Tamar’s insistence on her rights was rewarded by the birth of not one but two children!

‘While she was in labor, one put out a hand; and the midwife took and bound on his hand a crimson threat, saying “This one came out first”. But just then he drew back his hand, and out came his brother; and she said “What a breach you have made for yourself!” Therefore he was named Perez.’

Read Genesis 38:27-30.

Tamar’s sons were called Perez and Zerah. Perez would be an ancestor of King David.

Tamar’s actions were unorthodox by modern standards. But in a way she ‘redeemed’ Judah. She saved him from doing what was wrong, and was thus a pre-figure of Jesus, who was one of her descendents.

Summary

In an odd sort of way, Tamar was more loyal to the tribe of Judah than he was himself. She knew she had a duty to produce an heir to her husband, and she was determined to do so, come what might. Despite her somewhat unorthodox methods, she was a woman of integrity who risked her life to fulfill her duty to herself and her family. She knew she had the right to a child, and she knew that her first husband Er had the right to an heir. So she acted to make this happen.  Once again, God's plan continued to unfold through the unorthodox actions of a woman.

THE CULTURAL SETTING FOR THIS STORY

It was probably in this period that women enjoyed greatest  freedom and prestige. The stories in Genesis and Exodus show them as independent and strong, smart and tough. They display leadership and initiative. They almost always get their way when they want something. Tamar is a case in point: she knows her rights, and she pursues them decisively.

This was probably because women were necessary for the survival of the tribe, and they knew it. They did a wide range of tasks, without which the clan or family simply could not have managed. They moved freely in society, and were not confined within the home. The Bible stories show that they spoke and acted confidently.

Their contribution to the culture of the time was significant. The stories as we have them in the Bible were edited much later by male priests, but there are hints that women had a thriving cultural tradition of their own. Many of their stories dealt with families, children, food supplies, security/safety and home-places. All were matters that related to women’s spheres of influence, and some scholars suggest that many of the stories of Genesis were originally women’s stories, preserved by women in the clan.

As well, women played an active role in religious matters. The concept of monotheism was just beginning to develop, but many women  probably worshipped a fertility goddess, the Great Mother, source of plant, animal and human life. Ancient Near Eastern religions certainly had fertility of the soil and animal life as one of their main focuses, with priestesses who served the forces of Nature (the power of river and rain water, abundance of crops and animals, etc.)  

The stone stele on which the laws of Hammurabi were recorded

 The laws of Hammurabi, a famous law-maker and king of Babylonia, provide insights into the lives of women in this period.
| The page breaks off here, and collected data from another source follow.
Issue #84, opened 2021-05-03
rename repo


hunterowens:
juniper here we come!

mcplanner:
@hunterowens, what's keeping this from getting closed?

hunterowens:
AFAIK it was a back and forth between, you, me and @thekaveman on "public facing names" 

since we now have docs.calitp.org, etc, there's something to be said for names that are descriptive vs ones that you have to learn the various codenames, etc in terms of onboarding folks and being transparent.

thekaveman:
Furthermore... isn't [Juniper the front-end User Interface](https://docs.google.com/document/d/1lyM9w3gdPsn4yog-8nlHEKoczwc30N-vnEsniQWr6Ho/edit) e.g. [reports](cal-itp/reports)? This repository is all the back-end stuff that makes the data and metrics available, right? I don't agree that this repo should be renamed to Juniper.

mcplanner:
I put this into "Waiting" until we have a better sense of our suite of
tools and where this name will fit in among them.

hunterowens:
SG.

PR #138, opened 2021-06-01
docs: add documentation features references

themightychris:
Adds links and notes for using documentation features. Also shortens title of main page to "Welcome"

### DIFF
--- a/docs/README.md
+++ b/docs/README.md
@@ -1,6 +1,8 @@
-# Juniper documentation
+# Welcome
 
-Welcome to the docs!
+This website provides technical documentation for the Juniper codebase.
+
+Documentation for the `main` branch is available online at: <https://cal-itp.github.io/data-infra/>
 
 ## Editing documentation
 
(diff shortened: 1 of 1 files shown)


docs/README.md
```diff
@@ -1,6 +1,8 @@
-# Juniper documentation
+# Welcome
 
-Welcome to the docs!
+This website provides technical documentation for the Juniper codebase.
```
thekaveman, line 3: I suggest we avoid usage of internal code names like "Juniper" for things that are public-facing or publicly available.

thekaveman (changes requested):

docs/README.md
themightychris: @thekaveman when we initially discussed the ticket for setting up docs, @hunterowens had also resolved it was time to rename this repo to juniper (#84) so I aligned towards that

thekaveman (approved):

There were laws to

  • protect the rights of women in marriage
  • protect women against rape
  • define the punishment for adultery
  • define the just treatment of women who were slaves
  • regulate the behaviour of sacred women who served in the temples
  • lay down conditions for divorce, etc.

Another source of information about women and their lives was provided by love poems and lullabies of this period.